*Brief*
Scan the lines below; pull out those with "ostro".
═════ Data excerpts ═════
PR #178, opened 2016-05-11
VirtualBox appliance generation: Change nic mode, delete temporary files and rename conflicting directory

Valtis:
VirtualBox uses a directory under /tmp for ipc. This can cause issues
if user already has VirtualBox installed, as the directory may already
exist and may be owned by root. The directory is renamed to avoid any
name collisions.

The VirtualBox working directory is also deleted, as this gets published, which is not intended.

Finally VirtualBox NIC is configured to use bridged mode instead of the default NAT, as this makes connecting to the VM easier from the host machine.

### DIFF
--- a/meta-ostro/classes/image-dsk.bbclass
+++ b/meta-ostro/classes/image-dsk.bbclass
@@ -67,7 +67,7 @@ create_ova() {
   STORAGE_DEVICE="0"
   STORAGE_DEVICE_TYPE="hdd"
 
-  
+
═════
*Solution to the exercise*
--- a/meta-ostro/classes/image-dsk.bbclass
+++ b/meta-ostro/classes/image-dsk.bbclass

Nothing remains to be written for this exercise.